In [6]:
from nnsight import LanguageModel
from typing import List, Callable
import torch
import matplotlib.pyplot as plt
import seaborn as sns
import numpy as np
from IPython.display import clear_output

clear_output()

# RoBERTa Modell laden
model = LanguageModel("roberta-base", device_map="auto", dispatch=True)

prompt = "Ich bin ein Mensch"
layers = model.model.encoder.layer  # RoBERTa verwendet encoder.layer
probs_layers = []

with model.trace() as tracer:
    with tracer.invoke(prompt) as invoker:
        for layer_idx, layer in enumerate(layers):
            # Layer-Verarbeitung und Normalisierung
            layer_output = model.lm_head(
                model.model.encoder.layernorm(layer.output[0])
            )
            
            # Wahrscheinlichkeiten berechnen
            probs = torch.nn.functional.softmax(layer_output, dim=-1).save()
            probs_layers.append(probs)

# Wahrscheinlichkeiten zusammenfügen
probs = torch.cat([probs.value for probs in probs_layers])

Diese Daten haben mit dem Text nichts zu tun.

PR #115, opened 2023-04-21
ENH change max function to quantile with equivalent default value q=1

CedricAllain:
In the utils.dictionary.get_lambda_max() function, update so that it is possible to return a given quantile q instead of the max. Default value is put to q=1 so that it is equivalent to the max.

### DIFF
--- a/alphacsc/utils/dictionary.py
+++ b/alphacsc/utils/dictionary.py
@@ -92,7 +92,7 @@ def _patch_reconstruction_error(X, z, D):
                    for diff_i in diff], axis=1)
 
 
-def get_lambda_max(X, D_hat, sample_weights=None):
+def get_lambda_max(X, D_hat, sample_weights=None, q=1):
 
     # univariate case, add a dimension (n_channels = 1)
     if X.ndim == 2:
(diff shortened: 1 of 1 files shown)


alphacsc/utils/dictionary.py
```diff
@@ -92,7 +92,7 @@ def _patch_reconstruction_error(X, z, D):
                    for diff_i in diff], axis=1)
 
 
-def get_lambda_max(X, D_hat, sample_weights=None):
+def get_lambda_max(X, D_hat, sample_weights=None, q=1):
```
agramfort, line 95: @CedricAllain can you add docstring to this function?

CedricAllain: I have updated, hope it is fine.

alphacsc/utils/dictionary.py
```diff
@@ -92,8 +92,33 @@ def _patch_reconstruction_error(X, z, D):
...
+    """For each atom, compute the associated lambda_max as the q-quantile of
+    the energy patches over the signal length.
```
tomMoral, line 97:
```suggestion
    """For each atom, compute the regularization parameter scaling.
    
    This value is usually defined as the smallest value for which 0 is
    a solution of the optimization problem.
    In order to avoid spurious values, this quantity can also be estimated
    as the q-quantile of the correlation between signal patches and the
    atom.
```

alphacsc/utils/dictionary.py
```diff
@@ -92,8 +92,33 @@ def _patch_reconstruction_error(X, z, D):
...
 
+    Parameters
+    ----------
+    X : array, shape (n_trials, n_times) or \
+               shape (n_trials, n_channels, n_times)
```
tomMoral, line 102:
```suggestion
    X : array, shape (n_trials, n_times) or
               shape (n_trials, n_channels, n_times)
```

alphacsc/utils/dictionary.py
```diff
@@ -92,8 +92,33 @@ def _patch_reconstruction_error(X, z, D):
...
+        The data
+
+    D_hat : array, shape (n_atoms, n_channels + n_times_atoms) or \
+                   shape (n_atoms, n_channels, n_times_atom)
+        The atoms
+
+    sample_weights : None | array, shape (n_trials, n_times) or \
+                                   shape (n_trials, n_channels, n_times)
```
tomMoral, line 110:
```suggestion
    D_hat : array, shape (n_atoms, n_channels + n_times_atoms) or
                   shape (n_atoms, n_channels, n_times_atom)
        The atoms

    sample_weights : None | array, shape (n_trials, n_times) or
                                   shape (n_trials, n_channels, n_times)
```

tomMoral (approved):
A  few nitpicks but other wise LGTM.

tomMoral (approved):

tomMoral:
can you fix the linting?

alphacsc/utils/dictionary.py
```diff
@@ -92,8 +92,38 @@ def _patch_reconstruction_error(X, z, D):
                    for diff_i in diff], axis=1)
 
 
-def get_lambda_max(X, D_hat, sample_weights=None):
+def get_lambda_max(X, D_hat, sample_weights=None, q=1):
+    """For each atom, compute the regularization parameter scaling.
+
```
tomMoral, line 97:
```suggestion

```

PR #120, opened 2023-05-20
DOC improve doc building speed?

tomMoral:
Just found out that using `mpiexec -np 1` forced all process to run on a single core.
Trying to untie this to see if this speeds up the doc build :crossed_fingers: 

At least it did on my machine :)


tomMoral:
50min instead of 2h30!!! 🤯

We have now found why it became so slow when we added the dicodile backend!

might interest you @hndgzkn :)

merging as this is a clear improvement

PR #123, opened 2024-10-14
FIX flake8

tomMoral:


tomMoral:
need to update the [codecov upload action](https://github.com/codecov/codecov-action) and setup a token

PR #126, opened 2025-07-28
ENH custom early stopping

tomMoral:
Allow callback to customize early stopping.


alphacsc/learn_d_z_multi.py
```diff
@@ -419,7 +420,12 @@ def get_iteration_func(eps, stopping_pobj, callback, lmbd_max, name, verbose,
                        raise_on_increase):
     def end_iteration(z_encoder, pobj, iteration):
         if callable(callback):
-            callback(z_encoder, pobj)
+            if callback(z_encoder, pobj):
+                if verbose == 1:
+                    print("")
+                print(f"[{name}] Stopping after {iteration + 1} iterations, "
+                      f"after callback returns True.")
```
tomMoral:
```suggestion
                elif verbose > 1:
                    print(f"[{name}] Stopping after {iteration + 1} iterations, "
                          f"after callback returns True.")
```

PR #130, opened 2026-04-14
CSC-l0 implementation

Nanored4498:
This is a WIP pull request about adding CSC-l0 to the library.
The paper could be find here : https://onlinelibrary.wiley.com/doi/full/10.1002/sam.70000

Currently it is implemented as a ZEncoder named `NoOverlapEncoder` and a DSolver named `NoOverlapSolver`.
There are currently designed to be used with `BatchCDL(solver_z="no-overlap", solver_d="no-overlap")`.
But, it faces many issues. The three main issues are:
* CSC-l0 would be better designed by alternatively updating the temporal support $T$ and the dictionary $D$ while `BatchCDL` alternate between updating $z$ and $D$. This causes bad updates of $D$.
* ~~`BatchCDL` starts with a $D$ initialization, while it would be way better to start with a $T$ initialization.~~ *Edit: A new Initialization strategy `NoOverlapStrategy` can be used to initialize the temporal support T and then apply a step of `NoOverlapSolver` to compute D.*
* `BatchCDL` requires to use dense representation of $z$ while it would be better to use a sparse representation

For this reasons, I think it would be better to make an independent implementation of CSC-l0, with new structures and new optimization functions (other than `learn_d_z_multi`).


alphacsc/_no_overlap.py
```diff
@@ -0,0 +1,431 @@
...
+                 uv_constraint, D_init, resample_strategy, window, eps,
+                 max_iter, momentum, random_state, verbose, debug):
+        super().__init__(n_channels, n_atoms, n_times_atom, solver_d,
+                 uv_constraint, D_init, resample_strategy, window, eps,
+                 max_iter, momentum, random_state, verbose, debug)
+        
+        self.D_hat = np.empty((n_atoms, n_channels, n_times_atom))
+        self.Y = None
+
+    def update_D(self, z_encoder, reorder=False):
```
tomMoral: `reorder` should be a parameter of the `DSolver`

alphacsc/_no_overlap.py
```diff
@@ -0,0 +1,431 @@
...
+        self.D_mul = np.linalg.norm(self.D_hat, axis=(1, 2))
+        np.divide(1., self.D_mul, out=self.D_mul, where=self.D_mul!=0)
+        self.cost = None
+
+    def get_constants(self):
+        self._compute_dense_z_hat()
+        return super().get_constants()
+
+
+class NoOverlapSolver(BaseDSolver):
```
tomMoral:
```suggestion
class NoOverlapDSolver(BaseDSolver):
```

alphacsc/_z_encoder.py
```diff
@@ -76,183 +78,16 @@ def get_z_encoder_for(X, D_hat, n_atoms, n_times_atom, n_jobs,
             X, D_hat, n_atoms, n_times_atom, n_jobs,
             solver_kwargs, reg
         )
-    else:
-        raise ValueError(f'unrecognized solver type: {solver}.')
-
-
-class BaseZEncoder:
```
tomMoral, line 83: You needed to move this to avoid circular import?

alphacsc/_base.py
tomMoral, line 1: call `_base.py` would be clearer (you have both `encoder` and `decoder`

alphacsc/_no_overlap.py
tomMoral, line 1: Missing comments, think that we will need to maintain the code later :)

alphacsc/_no_overlap.py
```diff
@@ -0,0 +1,431 @@
...
+            t = nz_index[trial][i][1]
+            coeff = nz_coeff[trial][i]
+            proj = 0
+            for c in range(C):
+                proj += D[ind, c] @ X[trial, c, t:t+L]
+            E0 += coeff * (coeff * D2[ind] - 2. * proj)
+    return .5 * E0 + penalty * Ereg
+
+@nb.njit(nb.int64(_int32_r(), _int32_r(3), _float64_r(2), _float64_r(3), _float64_r(3)), cache=True, nogil=True)
+def _find_max_error_patch(nnz, nz_index, nz_coeff, D, X):
```
tomMoral: Isn't there a version of this somewhere in the code that could be improved?

alphacsc/_no_overlap.py
```diff
@@ -0,0 +1,431 @@
...
+            nnz_atom[atom] += 1
+
+MAX_KMEAN_STEPS = 10
+
+@nb.njit(
+    nb.void(
+        _float64_r(3), _int32_r(), _int32_r(3), _float64_w(), _int32_w(), _float64_w(2), _float64_w(3)
+    ), cache=True, nogil=True
+)
+def kmean(X, nnz, nz_index, init_data, updt_data, Y, D):
```
tomMoral: Can't we use `sklearn` here to compute K-means?

alphacsc/_no_overlap.py
```diff
@@ -0,0 +1,431 @@
...
+            self.fft_fwd = pyfftw.FFTW(
+                self.fft_data[...,:T2],
+                self.fft_out,
+                axes=(-1,), direction='FFTW_FORWARD', flags=('FFTW_ESTIMATE',)
+            )
+            self.fft_bwd = pyfftw.FFTW(
+                self.proj_in,
+                self.proj[...,:T2],
+                axes=(-1,), direction='FFTW_BACKWARD', flags=('FFTW_ESTIMATE',), normalise_idft=False
+            )
```
tomMoral, line 384: As this is only for the init, is it worth it to use `pyfftw` instead of `numpy`?

tomMoral (commented):
Nice PR :)
This is missing a bit of comments on the `_no_overlap` part, and a few design choices are unclear to me.
Also, adding tests would be nice to make sure this runs correctly.

I have for project to have a second format for `z` that would be a `pandas.DataFrame`, to allow for efficient and self-contained sparse representation. Do you think it could be made efficient to work with such representation?
IMO: yes as the `index` represents the  `nnz_index` and the `values` would give the `nz_coeff`. This would simplify representation and representation translation, as `z_sparse = z.query("value != 0")` and `z_plain = z_sparse.reindex(range(40), fill_value=0)` (to adapt to multi-trial/atoms).

alphacsc/_base.py
Nanored4498: renamed in 5eeb9f9

alphacsc/_z_encoder.py
Nanored4498: Yes, exactly

alphacsc/_no_overlap.py
Nanored4498: I have changed the objective function of the ZEncoder such that it is now always possible to use `reorder=True`. So I removed the parameter

alphacsc/_no_overlap.py
Nanored4498: This implementation is designed to work only for non overlapping $z$.

alphacsc/_no_overlap.py
Nanored4498: As discussed, it is not exactly the K-means algorithm we are used to. I will add some comments to described what the function does.

alphacsc/_no_overlap.py
Nanored4498: As we discussed together. It is also used inside `compute_z`.

alphacsc/_base.py
```diff
@@ -0,0 +1,407 @@
+import numpy as np
+
+from .init_dict import get_init_strategy
+from .loss_and_gradient import compute_objective
+from .utils.dictionary import get_lambda_max, NoWindow
+from .utils.optim import fista
+from .utils.validation import check_random_state
+
+
+class BaseZEncoder:
```
tomMoral, line 10: Can you add a class description?

alphacsc/_base.py
```diff
@@ -0,0 +1,407 @@
...
+
+    def __init__(self, X, D_hat, n_atoms, n_times_atom, n_jobs,
+                 solver_kwargs, reg):
+
+        self.X = X
+        self.D_hat = D_hat
+        self.n_atoms = n_atoms
+        self.n_times_atom = n_times_atom
```
tomMoral, line 18: Aren't `n_atoms/n_times_atom` redundant with `D_hat` shape?

alphacsc/_base.py
```diff
@@ -0,0 +1,407 @@
...
+        self.n_trials, self.n_channels, self.n_times = X.shape
+        self.n_times_valid = self.n_times - self.n_times_atom + 1
+
+        self.XtX = np.dot(X.ravel(), X.ravel())
+
+    def compute_z(self):
+        """
+        Perform one incremental z update.
+        This is the "main" function of the algorithm.
+        """
```
tomMoral, line 33:
```suggestion
        """Encode X by computing z for the current dictionary D_hat.
        
        This is the "main" method of this class.
        """
```

alphacsc/_base.py
```diff
@@ -0,0 +1,407 @@
...
+        raise NotImplementedError()
+
+    def compute_z_partial(self, i0):
+        """
+        Compute z on a slice of the signal X, for online learning.
```
tomMoral, line 38:
```suggestion
        """
        Encode a slice of the signal X, for online learning.
```

alphacsc/_base.py
```diff
@@ -0,0 +1,407 @@
...
+        -------
+        D_k : ndarray, shape (n_channels, n_times_atom) or
+                (n_channels + n_times_atom,)
+            Patch of the residual with the largest error.
+        """
+        raise NotImplementedError()
+
+    def get_z_hat(self):
+        """
+        Returns the sparse codes of the signals.
```
tomMoral, line 113:
```suggestion
        Returns z_hat, corresponding to the encoded signal X.
```

alphacsc/_base.py
```diff
@@ -0,0 +1,407 @@
...
+        Returns
+        -------
+        z_nnz : ndarray, shape (n_atoms,)
+            Ratio of non-zero activations for each atom.
+        """
+        raise NotImplementedError()
+
+    def set_D(self, D):
+        """
+        Update the dictionary.
```
tomMoral, line 146:
```suggestion
        """Update the encoder parameters, usually a dictionary.
```

alphacsc/_base.py
```diff
@@ -0,0 +1,407 @@
...
+
+        """
+        self.reg = self.reg * get_lambda_max(self.X, self.D_hat)
+
+        if not is_per_atom:
+            self.reg = self.reg.max()
+
+    def get_constants(self):
+        """
+        """
```
tomMoral, line 173:
```suggestion
        """Return information necessary to update the encoder parameter.
        
        For dictionary learning, this corresponds to the signal gram-matrix
        $X^TX$, and the sufficient statistics $Z^TZ, Z^T X$.
        """
```

alphacsc/_base.py
```diff
@@ -0,0 +1,407 @@
...
+        self.max_iter = max_iter
+        self.momentum = momentum
+        self.rng = check_random_state(random_state)
+        self.verbose = verbose
+        self.debug = debug
+        self.D_init = D_init
+
+        self.init_strategy = get_init_strategy(
+            n_times_atom, self.get_D_shape(), self.rng, D_init
+        )
```
tomMoral, line 206: A classic convention is to use `check_init_strategy` instead of `get`.

alphacsc/convolutional_dictionary_learning.py
```diff
@@ -50,7 +50,9 @@
         Stopping criterion. If the cost descent after a uv and a z update is
         smaller than eps, return.
     reg : float
-        The regularization parameter.
+        The regularization parameter such that
+        :math:`\\lambda = \\text{{reg}} \\cdot \\sigma`,
+        with :math:`\\sigma` the standard deviation of the input signal X.
```
tomMoral, line 55: Is it really this? is it not `reg * lambda_max`?

alphacsc/convolutional_dictionary_learning.py
```diff
@@ -115,7 +118,7 @@
     .. math::
         \min_{D, Z} \sum_{n=1}^N
             \frac{1}{2} \|X^{(n)} - \sum_{k=1}^K D_k*Z^{(n)}_k\|_2^2
-            + \lambda\|Z^{(n)}\|_2
+            + \lambda\|Z^{(n)}\|_1
```
tomMoral, line 121: good catch!

alphacsc/learn_d_z_multi.py
```diff
@@ -239,6 +239,8 @@ def learn_d_z_multi(X, n_atoms, n_times_atom, n_iter=60, n_jobs=1,
         # Rescale the solution to match the given scale of the problem
         z_hat *= std_X
         reg = z_encoder.reg * std_X
+        if solver_z == 'no-overlap':
+            reg *= std_X
```
tomMoral, line 243: Why do you need to square `std_X` here?

alphacsc/convolutional_dictionary_learning.py
tomMoral: Oh actually this is confusing so good that you raised this up.
Formally, we normalize with `std` as this makes the algorithm much more stable.
But this means that we change the meaning of `reg`, which is surprising.
I think we should expand this comment (probably in a follow up PR).
Can you open an issue?

alphacsc/_no_overlap.py
```diff
@@ -0,0 +1,750 @@
+import numpy as np
+import numba as nb
+import pyfftw
+
+from ._base import BaseZEncoder, BaseDSolver
+from .update_d_multi import prox_d
+
+# =================================
+# Helping functions for numba types
```
tomMoral, line 9:
```suggestion
# Helper functions for numba types
```

alphacsc/_no_overlap.py
```diff
@@ -0,0 +1,750 @@
...
+    nb.void(_float64_r(2), nb.int32, nb.float64,
+            _float64_w(), _int32_w(), _int32_w(), _float64_w()),
+    cache=True, nogil=True
+)
+def _dp_fft(proj, n_times_atom, reg,
+            dp, last, atom_index, atom_coeff):
+    """
+    Computes z for one signal X, using proj, an array such that
+    proj[i, t] is the dot product between D[i] and X[:, t-n_times_atom+1:t+1]
+
```
tomMoral, line 44:
```suggestion
    Computes z for one signal X, using dynamic programming.
    
    Parameters
    ----------------
    proj: ndarray, shape (n_atoms, n_times_valid)
        contains proj[i, t], the dot product between D[i] and X[:, t-n_times_atom+1:t+1].
    n_times_atom: int
        The length of an atom in the dictionary
    ....
```

alphacsc/_no_overlap.py
```diff
@@ -0,0 +1,750 @@
...
+    Notes
+    -----
+    Time Complexity: O(nnz * n_atoms * n_channels * n_times_atom),
+        where nnz is the number of non zero entries in z.
+    """
+    E0, Ereg = XtX, 0
+    N = X.shape[0]
+    p, C, L = D.shape
+    for trial in range(N):
```
tomMoral, line 157: Couldn't this be done in parallel?

alphacsc/_no_overlap.py
```diff
@@ -0,0 +1,750 @@
...
+        self._compute_dense_z_hat()
+        return self.z_hat
+
+    def get_z_nnz(self):
+        self._compute_dense_z_hat()
+        return self.nnz_atom
+
+    def set_D(self, D):
+        self.D_hat = D
+        self._prox()
```
tomMoral, line 703: you need to reset the cost here no? otherwise `_update_z` won't return the right value?

tomMoral (commented):
Did a pass with some comments.
Could you also add an example on the gait data?

alphacsc/_base.py
Nanored4498: Done in 99e9f05

alphacsc/_base.py
Nanored4498: Yes, it is. I removed these parameters in the constructor.

alphacsc/convolutional_dictionary_learning.py
Nanored4498: As we introduce CSC-l0, we should maybe replace the l1 norm with a lp norm and explain that p depends on the ZEncoder.

tomMoral: Good point

alphacsc/convolutional_dictionary_learning.py
Nanored4498: I created the issue here #131

alphacsc/learn_d_z_multi.py
Nanored4498: It is because of the l0 norm.
When using l1 norm, multiplying $\| \sigma^{-1} X - D \ast z_\sigma \|_2^2 + \lambda \| z_\sigma \|_1$ by $\sigma^2$ gives $\| X - D \ast z \|_2^2 + \sigma \lambda \| z \|_1$, with $z = \sigma \cdot z_\sigma$.
While with l0 norm, multiplying $\| \sigma^{-1} X - D \ast z_\sigma \|_2^2 + \lambda \| z_\sigma \|_0$ by $\sigma^2$ gives $\| X - D \ast z \|_2^2 + \sigma^2 \lambda \| z \|_0$, as $\| z \|_0 = \| z_\sigma \|_0$

alphacsc/_no_overlap.py
Nanored4498: Yes, exact, self._prox() reset the cost ;)

alphacsc/learn_d_z_multi.py
tomMoral: Can you add a comment in the code?

Nanored4498: Done in 475320b

alphacsc/update_z_multi.py
```diff
@@ -198,10 +198,9 @@ def callback(xk):
             lbfgs_kwargs['factr'] = lbfgs_kwargs['tol'] / np.finfo(float).eps
         del lbfgs_kwargs['tol']
 
-        lbfgs_kwargs['disp'] = lbfgs_kwargs['verbose']
         del lbfgs_kwargs['verbose']
```
tomMoral: Does this means that `verbose` is deprecated?

doc/Makefile
```diff
@@ -51,6 +52,12 @@ html-noplot:
 	@echo
 	@echo "Build finished. The HTML pages are in $(BUILDDIR)/html."
 
+.PHONY: html
+html-local:
+	$(SPHINXBUILD) -b html $(ALLSPHINXOPTS) $(BUILDDIR)/html
+	@echo
+	@echo "Build finished. The HTML pages are in $(BUILDDIR)/html."
```
tomMoral, line 59: is it to avoid uing `mpiexec`? if yes I would do the reverse: rename `html` in `html-mpi` and have a local version by defautl.

examples/no-overlap/plot_no_overlap.py
```diff
@@ -0,0 +1,109 @@
...
+channel = 0
+
+fig_hat, ax_hat = plt.subplots()
+ax_hat.plot(X[trial, channel, 5000:5800],
+            label='right foot vertical acceleration (ORIGINAL)')
+ax_hat.plot(X_hat[trial, channel, 5000:5800],
+            label='right foot vertical acceleration (RECONSTRUCTED)')
+ax_hat.set_xlabel('time (x10ms)')
+ax_hat.set_ylabel('acceleration ($m.s^{-2}$)')
+ax_hat.legend()
```
tomMoral, line 119: Add `plt.show()` at the end, so when run as a python file, the result shows.

examples/no-overlap/plot_no_overlap.py
```diff
@@ -0,0 +1,109 @@
...
+
+X_hat = construct_X_multi(cdl._z_hat, cdl._D_hat)
+diff = X - X_hat
+E0 = .5 * diff.ravel() @ diff.ravel() / X.var()
+E = E0 + lmbd * nnz / X.var()
+print("l2-objective:", round(E0, 1))
+print("BatchCDL objective:", round(E, 1))
+
+###############################################################################
+# Plot a small part of the original and reconstructed signals
```
tomMoral, line 105: Can you show the learned dictionary?

Also can you show the difference with another algorithm?

alphacsc/_no_overlap.py
```diff
@@ -0,0 +1,753 @@
...
+            _float64_w(), _int32_w(), _int32_w(), _float64_w()),
+    cache=True, nogil=True
+)
+def _dp_fft(proj, n_times_atom, reg,
+            dp, last, atom_index, atom_coeff):
+    """
+    Computes z for one signal X, using dynamic programming.
+    This function uses an array `proj` of dot products between D and X.
+    It then differs from `_dp_prod` which computes those dot products
+    on the fly.
```
tomMoral:
```suggestion
    Computes z for one signal X, using dynamic programming.
    
    This function uses an array `proj` of pre-computed dot products between D and X.
    It differs from `_dp_prod` which computes those dot products on the fly when the signals are small enough.
```

alphacsc/_no_overlap.py
```diff
@@ -0,0 +1,753 @@
...
+
+    Parameters
+    ----------------
```
tomMoral:
```suggestion
    Parameters
    ----------
```

alphacsc/_no_overlap.py
```diff
@@ -0,0 +1,753 @@
...
+
+@nb.njit(
+    nb.void(_float64_r(3), _float64_r(), _float64_r(2), nb.float64,
+            _float64_w(), _int32_w(), _int32_w(), _float64_w()),
+    cache=True, nogil=True
+)
+def _dp_prod(D, D_mul, X, reg,
+             dp, last, atom_index, atom_coeff):
+    """
+    Computes z for one signal X, using D, the dictionary.
```
tomMoral, line 106:
```suggestion
    Computes z for one signal X, using D, the dictionary.
    
    This function differs from _df_fft which used precomputed
    dot products using FFT.
```

Also, parameters are missing.

alphacsc/_no_overlap.py
```diff
@@ -0,0 +1,753 @@
...
+@nb.njit(
+    nb.int32(_float64_r(), _int32_r(), _int32_r(), _float64_r(), nb.int32,
+             _int32_w(2), _float64_w()),
+    cache=True, nogil=True
+)
+def _get_nz_values(D_mul, last, atom_index, atom_coeff, n_times_atom,
+                   nz_index, nz_coeff):
+    """
+    Retrieve z as a sparse representation from the array `last`,
+    obtained via dynamic programming (DP).
```
tomMoral, line 174: Precise what are the buffer and the one updated inplace.

alphacsc/_no_overlap.py
```diff
@@ -0,0 +1,753 @@
...
+               nb.float64, nb.float64,
+               _int32_w(3), _float64_w(2)),
+    cache=True, nogil=True
+)
+def _compute_z_from_T(D, D_mul, X, nnz,
+                      XtX, penalty,
+                      nz_index, nz_coeff):
+    """
+    Computes the best z value for a gien dictionary D and
+    a temporal support T stored in nz_index
```
tomMoral, line 262:
```suggestion
    a temporal support T stored in (nz_index, nz_coef)
```

alphacsc/_no_overlap.py
```diff
@@ -0,0 +1,753 @@
...
+    return .5 * E0 + penalty * Ereg
+
+
+@nb.njit(
+    nb.float64(_float64_r(3), _float64_r(3), _int32_r(), _int32_r(3),
+               nb.float64, nb.float64),
+    cache=True, nogil=True
+)
+def _compute_objective(D, X, nnz, nz_index,
+                       XtX, penalty):
```
tomMoral: Use the same argument order for all functions.
If possible, pass first array arguments, then parameters (reg/penalty) then buffers

alphacsc/_no_overlap.py
```diff
@@ -0,0 +1,753 @@
...
+    Find the patch with the maximum residual error.
+
+    Returns
+    -------
+    max_error_ind : int64
+        An integer such that:
+        * (max_error_ind >> 32) is the trial index in which the patch
+            with max error is found.
+        * (max_error_ind & 0xffffffff) is the start time of the patch
+            with max error.
```
tomMoral: why not return 2 ints?

alphacsc/_no_overlap.py
```diff
@@ -0,0 +1,753 @@
...
+        self._update_z()
+        return self.cost
+
+    def get_max_error_patch(self):
+        self._update_z()
+        ind = _find_max_error_patch(self.nnz, self.nz_index, self.nz_coeff,
+                                    self.D_hat, self.X)
+        atom_ind = ind >> 32
+        t = ind & ((1 << 32)-1)
+        return self.X[atom_ind, :, t:t+self.n_times_atom][None].copy()
```
tomMoral: This would feel more natural
```suggestion
        atom_ind, t = _find_max_error_patch(
            self.nnz, self.nz_index, self.nz_coeff, self.D_hat, self.X
        )
```

tomMoral (commented):
A few comment on the form but overall, we are close to done here :)

alphacsc/update_z_multi.py
Nanored4498: `disp` is deprecated and will be removed in scipy 1.18.

doc/Makefile
Nanored4498: Yes, it was to avoid using mpi. I renamed the rules/

alphacsc/_no_overlap.py
Nanored4498: I had not taken a look at numba tuples. Just replaced it with tuples ;)

alphacsc/_no_overlap.py
Nanored4498: It is only stored inside `nz_index` as `nz_coeff` stores the values of the non-zero entries of z. It is clarified in the new Parameters section.

alphacsc/convolutional_dictionary_learning.py
Nanored4498: Changed this point here :
https://github.com/alphacsc/alphacsc/pull/130/changes/1ab0e96647326164128521ead3cb7248ee7bffc6#diff-c2f514ef9971c1ad34c54ad15f52790b2e7c5c15313da81cefa469d3304ca8d6R121-R124

alphacsc/_no_overlap.py
Nanored4498: Yes, it is possible. Done using numba multi-threading in 1ab0e96.

examples/no-overlap/plot_no_overlap.py
Nanored4498: Some comparisons with other algorithms have been added here https://github.com/alphacsc/alphacsc/pull/130/changes#diff-62a47a741024871dae439122e021aabb5c1039fbfc8cc0baee5d536d422f595eR129-R168

alphacsc/learn_d_z_multi.py
```diff
@@ -164,10 +164,18 @@ def learn_d_z_multi(X, n_atoms, n_times_atom, n_iter=60, n_jobs=1,
     # initialization
     start = time.time()
 
+    # Use reg parameter for intialization with no-overlap
+    if (
+        isinstance(D_init, str) and D_init == "no-overlap"
+        and D_init == solver_d
+    ):
```
tomMoral, line 171: I would allow to use `no-overlap` anytime and remove the `D_init == solver_d` condition.

alphacsc/_no_overlap.py
```diff
@@ -751,3 +1076,44 @@ def update_D(self, z_encoder):
...
         return prox_d(D_hat)
+
+
+# ==============================================
+# Dictionary initializer for CSC without overlap
+# ==============================================
+
+class NoOverlapStrategy():
+    """A class that creates a dictionary for a specified shape with
+    a strategy thought for the no-overlap case.
```
tomMoral, line 1091: Add a comment to explain the algo.

alphacsc/init_dict.py
```diff
@@ -203,6 +211,11 @@ def init_dictionary(X, n_atoms, n_times_atom, uv_constraint='separate',
     elif D_init == 'greedy':
         raise NotImplementedError()
 
+    elif D_init == 'no-overlap':
+        assert not rank1
```
tomMoral: if rank1, do `D_hat = get_uv(D_hat)` after the init.

alphacsc/learn_d_z_multi.py
Nanored4498: This if statement is only for using the same `reg` parameter as the one used for the z-encoder when `reg` is not already defined in `init_kwargs`. As for other z-encoder `reg` has not the same meaning, I think it is better to raise an error stating that the `reg` parameter of the non-overlap initialization strategy is not defined in `init_kwargs`.

alphacsc/_no_overlap.py
Nanored4498: Done in 305d401

alphacsc/init_dict.py
Nanored4498: Done in 9add39e

alphacsc/_no_overlap.py
```diff
@@ -1085,6 +1089,9 @@ def prox(self, D_hat):
 class NoOverlapStrategy():
     """A class that creates a dictionary for a specified shape with
     a strategy thought for the no-overlap case.
+    This strategy first compute a temporal support minimizing the energy
+    E = - 0.5 * || X ||_2^2 + reg * || z ||_0
+    Then it applies the NoOverlapDSolver over the computed temporal support.
```
tomMoral: Simplify this comment

alphacsc/_no_overlap.py
```diff
@@ -0,0 +1,1126 @@
...
+
+    Parameters
+    ----------
+    shape: tuple
+        Expected shape of the dictionary. (n_atoms, n_channels, n_times_atom)
+    reg: float
+        Regularization parameter in the minimized energy
+        E = - 0.5 * || X ||_2^2 + reg * || z ||_0
```
tomMoral: ditto

alphacsc/_no_overlap.py
Nanored4498: Done in cbc6767

alphacsc/_no_overlap.py
Nanored4498: Done in cbc6767

tomMoral (approved):
LGTM! thx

# Maximum Wahrscheinlichkeiten und Token-IDs finden
max_probs, tokens = probs.max(dim=-1)

# Token-IDs in Wörter umwandeln
words = [[model.tokenizer.decode(t).encode("unicode_escape").decode() for t in layer_tokens]
    for layer_tokens in tokens]

# Input-Wörter erhalten
input_words = [model.tokenizer.decode(t) for t in invoker.inputs[0]["input_ids"][0]]

# Visualisierung
output_words = input_words[1:] + ["?"]
cmap = sns.diverging_palette(255, 0, n=len(words[0]), as_cmap=True)

plt.figure(figsize=(10, 6))
ax = sns.heatmap(max_probs.cpu().detach().numpy(), 
                 annot=np.array(words), 
                 fmt='', 
                 cmap=cmap, 
                 linewidths=.5, 
                 cbar_kws={'label': 'Probability'})

plt.title('RoBERTa Logit Lens Visualization')
plt.xlabel('Input Tokens')
plt.ylabel('Layers')

plt.yticks(np.arange(len(words)) + 0.5, range(len(words)))

plt.gca().xaxis.tick_top()
plt.gca().xaxis.set_label_position("top")
plt.xticks(np.arange(len(input_words)) + 0.5, input_words, rotation=45)

plt.show()

If you want to use `BertLMHeadModel` as a standalone, add `is_decoder=True.`
If you want to use `BertLMHeadModel` as a standalone, add `is_decoder=True.`


ValueError: BertLMHeadModel does not support `device_map='auto'`. To implement support, the model class needs to implement the `_no_split_modules` attribute.